For Fans Of Chinese Cuisine: Pork In Sweet And Sour Sauce

For Fans Of Chinese Cuisine: Pork In Sweet And Sour Sauce
For Fans Of Chinese Cuisine: Pork In Sweet And Sour Sauce
Anonim

Sweet and sour pork is a traditional Chinese dish. Suitable for cooking exclusively lean pork. Rice or udon noodles are ideal as a side dish.

For fans of Chinese cuisine: pork in sweet and sour sauce
For fans of Chinese cuisine: pork in sweet and sour sauce

To cook pork in sweet and sour sauce according to the Chinese recipe for 4 servings, you will need:

- 400-600 g of meat;

- 1 carrot;

- 4-6 peppers;

- a tablespoon of flour;

- 2-5 tablespoons of starch;

- 1 ginger root;

- 0.5 liters of vegetable oil;

- 1-5 tablespoons of soy sauce;

- 4-5 tablespoons of tomato paste;

- a tablespoon of sugar;

- a tablespoon of vinegar;

- a can of pineapples (270-300 g);

- 1 yolk;

- spices and salt to taste.

In addition, at least half a liter of vegetable oil is needed, since the meat will be deep-fried. Ginger can be used either fresh or ground. The multi-colored peppers give the dish an interesting color and aroma.

The pork is thoroughly washed, then cut into small pieces. About a centimeter by a centimeter. Pieces need to be pickled. To do this, add yolk, salt to the meat, a tablespoon of starch and water, two - soy sauce. In the refrigerator, the meat must be marinated for at least forty minutes.

The longer the pork is marinated, the softer it will be in the future. If you add more soy sauce, then the meat will be more aromatic and more interesting to the taste.

The ginger root is finely chopped for the sauce. Bell peppers too. The smaller they are, the thicker and richer the sauce will be, and most importantly, it will be easier for them to water the pork in the future. After the meat is marinated, it must be deep-fried. To do this, roll the pork pieces in starch, and brush off the excess.

In a saucepan, you need to heat vegetable oil, put a colander or a special sieve, put meat in it in portions so that it is evenly fried. Ideally, the pieces should be completely submerged in the boiling oil. Roasting time: 40-60 seconds. After the pieces of meat are fried, they are laid out on a paper towel to remove excess oil.

Double frying makes the meat crisp but very tender.

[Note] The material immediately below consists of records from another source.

PR #619, opened 2023-12-17
Add support for configuring/overriding "Energy Performance Preference (EPP)"

murbot:
These changes add support for configuring the energy performance preference value to be used when on charger and battery, via the auto-cpufreq config file. I've updated the readme and example config with examples.

### DIFF
--- a/README.md
+++ b/README.md
@@ -286,7 +286,7 @@ By default, auto-cpufreq does not use the config file! If you wish to use it, th
 # preferred governor
 governor = performance
 
-# see available preferences by running: cat /sys/devices/system/cpu/cpu0/cpufreq/energy_performance_available_preferences
+# EPP: see available preferences by running: cat /sys/devices/system/cpu/cpu0/cpufreq/energy_performance_available_preferences
 energy_performance_preference = performance
 
 # minimum cpu frequency (in kHz)
@@ -310,7 +310,7 @@ turbo = auto
 # preferred governor
 governor = powersave
 
-# see available preferences by running: cat /sys/devices/system/cpu/cpu0/cpufreq/energy_performance_available_preferences
+# EPP: see available preferences by running: cat /sys/devices/system/cpu/cpu0/cpufreq/energy_performance_available_preferences
 energy_performance_preference = power
 
 # minimum cpu frequency (in kHz)
--- a/README.md
+++ b/README.md
@@ -286,6 +286,9 @@ By default, auto-cpufreq does not use the config file! If you wish to use it, th
 # preferred governor
 governor = performance
 
+# see available preferences by running: cat /sys/devices/system/cpu/cpu0/cpufreq/energy_performance_preference
+energy_performance_preference = performance
+
 # minimum cpu frequency (in kHz)
 # example: for 800 MHz = 800000 kHz --> scaling_min_freq = 800000
 # see conversion info: https://www.rapidtables.com/convert/frequency/mhz-to-hz.html
@@ -306,6 +309,9 @@ turbo = auto
 # see available governors by running: cat /sys/devices/system/cpu/cpu0/cpufreq/scaling_available_governors
 # preferred governor
 governor = powersave
+
+# see available preferences by running: cat /sys/devices/system/cpu/cpu0/cpufreq/energy_performance_preference
+energy_performance_preference = power
 
 # minimum cpu frequency (in kHz)
 # example: for 800 MHz = 800000 kHz --> scaling_min_freq = 800000
--- a/README.md
+++ b/README.md
@@ -286,7 +286,7 @@ By default, auto-cpufreq does not use the config file! If you wish to use it, th
 # preferred governor
 governor = performance
 
-# see available preferences by running: cat /sys/devices/system/cpu/cpu0/cpufreq/energy_performance_preference
+# see available preferences by running: cat /sys/devices/system/cpu/cpu0/cpufreq/energy_performance_available_preferences
 energy_performance_preference = performance
 
 # minimum cpu frequency (in kHz)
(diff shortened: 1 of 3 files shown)


README.md
```diff
@@ -286,6 +286,9 @@ By default, auto-cpufreq does not use the config file! If you wish to use it, th
 # preferred governor
 governor = performance
 
+# see available preferences by running: cat /sys/devices/system/cpu/cpu0/cpufreq/energy_performance_preference
```
AdnanHodzic, line 289: This is incorrect, if you want to see available preferences you should do:
`cat /sys/devices/system/cpu/cpu0/cpufreq/energy_performance_available_preferences`

Please update for every other comment where:

```
# see available preferences by running: cat /sys/devices/system/cpu/cpu0/cpufreq/energy_performance_preference
```

is mentioned.

auto_cpufreq/core.py
```diff
@@ -676,8 +676,13 @@ def set_powersave():
...
         and Path("/sys/devices/system/cpu/intel_pstate/hwp_dynamic_boost").exists() is False
     ):
-        run("cpufreqctl.auto-cpufreq --epp --set=balance_power", shell=True)
-        print('Setting to use: "balance_power" EPP')
+        if conf.has_option("battery", "energy_performance_preference"):
+            epp = conf["battery"]["energy_performance_preference"]
+            run(f"cpufreqctl.auto-cpufreq --epp --set={epp}", shell=True)
+            print(f'Setting to use: "{epp}" EPP')
+        else:
+            run("cpufreqctl.auto-cpufreq --epp --set=balance_power", shell=True)
```
AdnanHodzic, line 684: Do we now get in situation where if nothing was defined for `energy_performance_preference` in config file (or user isn't using config file), `balance_performance` will be used in both cases when computer is in charging & on power/battery? Or am I missing something?

README.md
murbot: Sorry, silly mistake. I've corrected this.

auto_cpufreq/core.py
murbot: I don't think so, unless I'm missing something. The _if_ block only executes if the configuration option is present. Otherwise, the _else_ block executes and the value is set to `balance_power`.

I've been testing on my machine and it works well.

AdnanHodzic: Never-mind I overlooked what was happened here.

AdnanHodzic:
I love what's happening here, and instead of having it as "improvement" I want to have this as one of the features for next release. I could already merge it as it is, but I have another small request/suggestion which would make it perfect. 

Could you as part of this PR, make it visible as part of output what value is used, i.e `Energy Performance Preference (EPP) in use: balance_performance`. It could be added under `CPU frequency scaling` section, ideally under i.e: `Average temp. of all cores` field. Think it would be of great value to have this.

What do you think, would this be possible from your side?

AdnanHodzic:
> Setting to use: "power" EPP
> 
> Do you have another change in mind?

Yes, this line could be re-used for this purpose. Reason why I mentioned it is because I used to see this line. Now with latest change I don't see anything being displayed as part of it.

This is what `--stats` looks like with change on your branch, even after using config file (same thing in GUI of course) and explicitly defining EEP override.  

```
------------------------------------------------------------------------------

Linux distro: Ubuntu 23.10 Mantic Minotaur
Linux kernel: 6.5.0-14-generic
Cores: 8
Architecture: x86_64
Driver: intel_pstate

CPU max frequency: 1800 MHz
CPU min frequency: 400 MHz

CPU0      4.0%        35 °C      1800 MHz
CPU1      3.0%        36 °C      1800 MHz
CPU2      2.0%        34 °C       400 MHz
CPU3     11.2%        36 °C      1800 MHz
CPU4      6.9%        35 °C      1800 MHz
CPU5     25.7%        36 °C      1800 MHz
CPU6      5.9%        34 °C      1800 MHz
CPU7      7.1%        36 °C      1801 MHz

CPU fan speed: 0 RPM

Battery is: charging

Total CPU usage: 2.9 %
Total system load: 0.92
Average temp. of all cores: 35.25 °C 

High CPU load (load average: 0.92, 1.86, 2.08)
setting turbo boost: on

```

Also on this topic, let's make small changes to config file, so in front of `# EPP: see available preferences by running` lines it says `# EPP: see available preferences by running`

AdnanHodzic:
> I pushed a new commit adding the "EPP: " to the config file comments.

:+1: 

> Note, that this condition was in the code prior to my additions.

I'm aware, it's just now that I realized now I'm no longer seeing it.

>  I assume you're not seeing the EPP output because the following condition evaluates to false. 
> In short, it is not shown because you're on an Intel processor, whereas I'm on AMD.

    if (
        Path("/sys/devices/system/cpu/cpu0/cpufreq/energy_performance_preference").exists()
        and Path("/sys/devices/system/cpu/intel_pstate/hwp_dynamic_boost").exists() is False
    ):

Indeed `/sys/devices/system/cpu/intel_pstate/hwp_dynamic_boost` will return 0 in my case.

Then let's do this, since by default "EPP" line will come as enabled (not commented) in config file. Where in this case, EPP is not showing up, let's extend the code to something like:

```
if (
    os.path.exists("/sys/devices/system/cpu/cpu0/cpufreq/energy_performance_preference")
    and not os.path.exists("/sys/devices/system/cpu/intel_pstate/hwp_dynamic_boost")
):
    value = int(
        os.popen("cat /sys/devices/system/cpu/intel_pstate/hwp_dynamic_boost").read()
    )
    if value == 0:
        print("(EPP) in use: dynamic boost is disabled")
    else:
        print("(EPP) in use: {epp}")
else:
    print("(EPP) in use: Dynamic boost is not supported")
``` 
    
Feel free to amend code block, it's just the first thing I could think of.

AdnanHodzic:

The second frying occurs immediately after the first, until the oil has stopped boiling, otherwise the meat will be too fatty and not crispy.

The sauce is very simple to prepare: first, ginger and carrots, cut into thin slices, are fried in vegetable oil in a frying pan. Then bell peppers and salt are introduced. When vegetables are fried (with constant stirring), canned pineapples are added to them. After that, vinegar, sugar and tomato paste or sauce are quickly added. Everything is mixed and stewed over low heat for 5-10 minutes. To make the sauce thick, flour or starch mixed with water is added to it. When the consistency is cool enough, but not dry, ready-made pieces of meat are added to the sauce and stewed for another 5 minutes.

This cooking method is traditional for Chinese cuisine. In rare exceptions, the components are changed. For example, more spices are added. From this, the sweet and sour sauce will not lose its taste, and the meat will only become more aromatic and piquant. Sometimes pork is not cut into small pieces, but into small strips. Which is also correct. However, for a side dish in the form of udon noodles, it is precisely the pieces that are suitable, since they are easier to chew, and when deep-fried, they do not lose much moisture. That is, they remain juicy and soft.